Copy nothing from the entries below except the lines from the one containing "PR #6583, opened 2022-02-24" through the one containing "This PR refactors", and copy those exactly.

┌─ Exercise data

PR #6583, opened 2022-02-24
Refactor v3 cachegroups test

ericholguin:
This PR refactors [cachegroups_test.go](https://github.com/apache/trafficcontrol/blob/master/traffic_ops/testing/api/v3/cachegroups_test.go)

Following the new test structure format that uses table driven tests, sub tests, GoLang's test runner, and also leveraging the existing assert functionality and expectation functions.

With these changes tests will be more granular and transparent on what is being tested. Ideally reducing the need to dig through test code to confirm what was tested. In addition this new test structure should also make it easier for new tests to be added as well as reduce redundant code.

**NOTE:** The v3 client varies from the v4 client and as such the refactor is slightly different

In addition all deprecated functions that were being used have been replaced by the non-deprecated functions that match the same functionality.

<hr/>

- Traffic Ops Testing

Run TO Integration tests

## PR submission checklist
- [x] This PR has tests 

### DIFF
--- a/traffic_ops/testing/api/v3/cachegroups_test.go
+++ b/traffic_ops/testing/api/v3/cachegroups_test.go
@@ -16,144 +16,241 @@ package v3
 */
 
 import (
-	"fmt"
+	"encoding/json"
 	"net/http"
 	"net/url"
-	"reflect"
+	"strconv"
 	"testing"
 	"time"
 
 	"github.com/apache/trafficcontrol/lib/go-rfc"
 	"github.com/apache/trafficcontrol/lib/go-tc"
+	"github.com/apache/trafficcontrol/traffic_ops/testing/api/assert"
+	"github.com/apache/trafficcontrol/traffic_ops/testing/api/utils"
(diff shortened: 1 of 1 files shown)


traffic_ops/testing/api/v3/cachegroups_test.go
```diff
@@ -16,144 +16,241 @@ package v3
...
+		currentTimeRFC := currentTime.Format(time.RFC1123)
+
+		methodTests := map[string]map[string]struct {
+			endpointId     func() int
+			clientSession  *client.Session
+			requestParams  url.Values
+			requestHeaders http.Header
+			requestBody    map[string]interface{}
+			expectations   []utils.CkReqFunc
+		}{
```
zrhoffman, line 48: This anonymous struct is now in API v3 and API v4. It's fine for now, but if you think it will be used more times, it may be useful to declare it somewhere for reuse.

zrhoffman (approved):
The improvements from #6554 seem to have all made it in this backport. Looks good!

└─
┌─ Exercise data

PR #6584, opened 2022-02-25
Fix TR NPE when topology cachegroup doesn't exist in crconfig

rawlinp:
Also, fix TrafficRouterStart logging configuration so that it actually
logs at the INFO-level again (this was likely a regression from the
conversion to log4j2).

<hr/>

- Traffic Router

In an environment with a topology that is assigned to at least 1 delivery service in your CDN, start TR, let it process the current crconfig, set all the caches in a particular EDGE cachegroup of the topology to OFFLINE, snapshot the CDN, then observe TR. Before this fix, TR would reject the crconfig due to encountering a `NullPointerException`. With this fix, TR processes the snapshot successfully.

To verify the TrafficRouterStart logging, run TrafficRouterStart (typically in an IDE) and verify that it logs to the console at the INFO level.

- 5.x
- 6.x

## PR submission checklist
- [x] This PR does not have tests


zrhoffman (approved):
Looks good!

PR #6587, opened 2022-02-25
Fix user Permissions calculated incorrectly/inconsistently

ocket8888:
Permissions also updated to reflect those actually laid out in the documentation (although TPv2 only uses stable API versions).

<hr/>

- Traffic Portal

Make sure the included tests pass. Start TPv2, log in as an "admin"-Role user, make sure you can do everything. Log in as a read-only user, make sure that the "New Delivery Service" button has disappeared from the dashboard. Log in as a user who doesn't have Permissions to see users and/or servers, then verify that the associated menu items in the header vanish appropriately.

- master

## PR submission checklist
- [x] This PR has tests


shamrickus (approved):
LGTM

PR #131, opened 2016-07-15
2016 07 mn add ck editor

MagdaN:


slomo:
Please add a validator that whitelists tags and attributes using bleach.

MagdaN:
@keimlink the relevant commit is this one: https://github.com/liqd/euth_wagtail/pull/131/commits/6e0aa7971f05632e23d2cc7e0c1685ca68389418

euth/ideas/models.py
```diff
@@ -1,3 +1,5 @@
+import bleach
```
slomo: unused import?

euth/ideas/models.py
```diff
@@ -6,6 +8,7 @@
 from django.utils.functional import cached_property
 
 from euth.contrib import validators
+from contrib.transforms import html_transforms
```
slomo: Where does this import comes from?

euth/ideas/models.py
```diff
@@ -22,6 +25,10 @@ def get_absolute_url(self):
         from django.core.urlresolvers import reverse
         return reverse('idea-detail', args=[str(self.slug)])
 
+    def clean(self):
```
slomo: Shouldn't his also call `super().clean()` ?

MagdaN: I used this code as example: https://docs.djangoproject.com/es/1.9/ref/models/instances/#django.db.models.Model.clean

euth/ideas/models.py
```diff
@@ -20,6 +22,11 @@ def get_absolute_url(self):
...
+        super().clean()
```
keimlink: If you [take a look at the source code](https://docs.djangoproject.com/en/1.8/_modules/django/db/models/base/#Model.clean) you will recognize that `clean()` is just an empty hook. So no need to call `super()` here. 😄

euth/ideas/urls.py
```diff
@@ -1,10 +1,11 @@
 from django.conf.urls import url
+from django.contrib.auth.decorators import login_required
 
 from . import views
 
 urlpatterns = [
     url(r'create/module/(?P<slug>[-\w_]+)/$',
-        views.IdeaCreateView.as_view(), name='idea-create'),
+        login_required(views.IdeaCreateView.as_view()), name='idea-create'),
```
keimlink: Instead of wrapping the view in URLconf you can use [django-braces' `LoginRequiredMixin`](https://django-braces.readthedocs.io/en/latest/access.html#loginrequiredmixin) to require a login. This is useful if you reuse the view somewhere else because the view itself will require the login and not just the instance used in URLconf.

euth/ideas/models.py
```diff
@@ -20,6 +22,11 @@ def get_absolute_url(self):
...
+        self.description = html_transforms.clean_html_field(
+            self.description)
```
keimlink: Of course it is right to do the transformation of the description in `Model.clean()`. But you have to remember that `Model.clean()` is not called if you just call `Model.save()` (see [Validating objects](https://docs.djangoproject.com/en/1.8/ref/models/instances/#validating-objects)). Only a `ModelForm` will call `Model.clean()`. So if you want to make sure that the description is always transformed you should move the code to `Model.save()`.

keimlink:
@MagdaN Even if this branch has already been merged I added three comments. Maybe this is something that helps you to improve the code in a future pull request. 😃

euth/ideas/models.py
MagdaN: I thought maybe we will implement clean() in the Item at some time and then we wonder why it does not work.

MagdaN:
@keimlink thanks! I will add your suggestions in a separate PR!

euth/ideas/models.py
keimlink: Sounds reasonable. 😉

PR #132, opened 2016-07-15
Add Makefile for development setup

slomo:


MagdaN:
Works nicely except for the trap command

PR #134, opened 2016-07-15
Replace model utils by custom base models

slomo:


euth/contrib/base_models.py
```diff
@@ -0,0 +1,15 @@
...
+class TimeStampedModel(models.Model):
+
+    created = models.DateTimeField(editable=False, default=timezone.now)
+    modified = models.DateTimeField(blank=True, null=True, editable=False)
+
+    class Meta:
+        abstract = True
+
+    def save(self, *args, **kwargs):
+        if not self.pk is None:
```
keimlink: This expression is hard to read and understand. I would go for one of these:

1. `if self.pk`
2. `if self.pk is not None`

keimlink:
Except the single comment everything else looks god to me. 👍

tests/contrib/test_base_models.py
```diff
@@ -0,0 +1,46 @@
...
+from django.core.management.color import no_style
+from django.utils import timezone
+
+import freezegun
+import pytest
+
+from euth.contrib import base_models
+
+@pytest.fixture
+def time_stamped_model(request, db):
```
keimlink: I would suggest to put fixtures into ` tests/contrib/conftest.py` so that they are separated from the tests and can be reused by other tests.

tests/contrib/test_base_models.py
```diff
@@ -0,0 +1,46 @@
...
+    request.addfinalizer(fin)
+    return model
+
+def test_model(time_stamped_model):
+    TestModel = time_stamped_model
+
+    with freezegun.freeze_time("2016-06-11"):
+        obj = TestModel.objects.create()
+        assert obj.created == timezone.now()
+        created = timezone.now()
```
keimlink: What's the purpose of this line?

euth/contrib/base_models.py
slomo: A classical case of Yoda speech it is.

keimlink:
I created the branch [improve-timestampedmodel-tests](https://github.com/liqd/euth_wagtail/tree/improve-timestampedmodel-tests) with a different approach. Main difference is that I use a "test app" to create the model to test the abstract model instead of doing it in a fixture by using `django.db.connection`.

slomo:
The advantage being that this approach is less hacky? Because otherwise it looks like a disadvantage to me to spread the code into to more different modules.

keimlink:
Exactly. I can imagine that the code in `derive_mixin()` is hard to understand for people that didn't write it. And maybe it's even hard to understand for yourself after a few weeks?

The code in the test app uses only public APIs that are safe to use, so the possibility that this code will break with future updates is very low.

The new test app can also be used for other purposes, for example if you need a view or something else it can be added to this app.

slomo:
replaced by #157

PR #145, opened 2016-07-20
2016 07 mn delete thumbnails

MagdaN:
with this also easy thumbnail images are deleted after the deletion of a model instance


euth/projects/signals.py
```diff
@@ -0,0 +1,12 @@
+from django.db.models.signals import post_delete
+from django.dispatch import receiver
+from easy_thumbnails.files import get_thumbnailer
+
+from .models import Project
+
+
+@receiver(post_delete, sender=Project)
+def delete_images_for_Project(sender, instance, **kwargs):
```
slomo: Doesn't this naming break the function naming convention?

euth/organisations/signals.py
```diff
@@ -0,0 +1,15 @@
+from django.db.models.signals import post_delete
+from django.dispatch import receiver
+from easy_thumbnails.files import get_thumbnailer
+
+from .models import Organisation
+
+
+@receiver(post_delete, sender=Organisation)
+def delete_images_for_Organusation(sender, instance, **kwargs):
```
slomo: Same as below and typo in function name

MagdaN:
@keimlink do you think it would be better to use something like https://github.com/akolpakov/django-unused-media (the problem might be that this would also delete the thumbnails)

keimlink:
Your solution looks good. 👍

└─
┌─ Exercise data

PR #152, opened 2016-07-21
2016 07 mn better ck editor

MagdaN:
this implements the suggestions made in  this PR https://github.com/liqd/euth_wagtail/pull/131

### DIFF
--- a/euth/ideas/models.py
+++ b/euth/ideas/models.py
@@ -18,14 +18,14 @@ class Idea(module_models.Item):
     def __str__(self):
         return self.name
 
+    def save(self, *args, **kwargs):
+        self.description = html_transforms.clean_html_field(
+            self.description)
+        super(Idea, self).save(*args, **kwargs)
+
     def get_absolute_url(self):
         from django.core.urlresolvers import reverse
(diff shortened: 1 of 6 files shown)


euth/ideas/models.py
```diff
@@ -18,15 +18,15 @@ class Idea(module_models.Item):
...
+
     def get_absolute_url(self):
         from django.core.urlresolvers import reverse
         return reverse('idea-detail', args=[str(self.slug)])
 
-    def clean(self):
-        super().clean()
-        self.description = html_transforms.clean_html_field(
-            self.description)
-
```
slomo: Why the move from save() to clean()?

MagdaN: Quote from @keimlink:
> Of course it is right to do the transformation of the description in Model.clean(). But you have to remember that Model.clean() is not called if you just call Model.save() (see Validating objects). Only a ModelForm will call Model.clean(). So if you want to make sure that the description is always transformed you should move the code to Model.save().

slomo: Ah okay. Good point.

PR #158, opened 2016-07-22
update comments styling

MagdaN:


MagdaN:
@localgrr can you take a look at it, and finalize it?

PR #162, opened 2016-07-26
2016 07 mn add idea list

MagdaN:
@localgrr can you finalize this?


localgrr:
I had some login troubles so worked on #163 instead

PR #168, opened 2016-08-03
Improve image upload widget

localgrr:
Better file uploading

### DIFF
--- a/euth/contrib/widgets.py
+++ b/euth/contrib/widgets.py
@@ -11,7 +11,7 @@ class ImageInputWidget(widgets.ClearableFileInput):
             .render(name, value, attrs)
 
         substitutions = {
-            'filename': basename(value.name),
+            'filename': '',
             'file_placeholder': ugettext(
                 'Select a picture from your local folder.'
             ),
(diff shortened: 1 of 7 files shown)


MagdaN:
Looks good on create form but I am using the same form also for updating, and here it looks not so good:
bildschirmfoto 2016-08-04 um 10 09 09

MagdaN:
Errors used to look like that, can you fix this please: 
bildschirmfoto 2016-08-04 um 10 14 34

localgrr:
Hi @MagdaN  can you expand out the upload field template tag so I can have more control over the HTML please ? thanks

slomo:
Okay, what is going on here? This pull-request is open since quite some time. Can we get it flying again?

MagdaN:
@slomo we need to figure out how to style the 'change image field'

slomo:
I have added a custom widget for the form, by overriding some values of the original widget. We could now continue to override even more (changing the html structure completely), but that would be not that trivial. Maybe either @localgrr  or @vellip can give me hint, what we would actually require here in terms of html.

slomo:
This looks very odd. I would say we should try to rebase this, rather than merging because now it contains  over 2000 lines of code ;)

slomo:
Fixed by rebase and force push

└─

Exercise answer ::
PR #6583, opened 2022-02-24
Refactor v3 cachegroups test

ericholguin:
This PR refactors [cachegroups_test.go](https://github.com/apache/trafficcontrol/blob/master/traffic_ops/testing/api/v3/cachegroups_test.go)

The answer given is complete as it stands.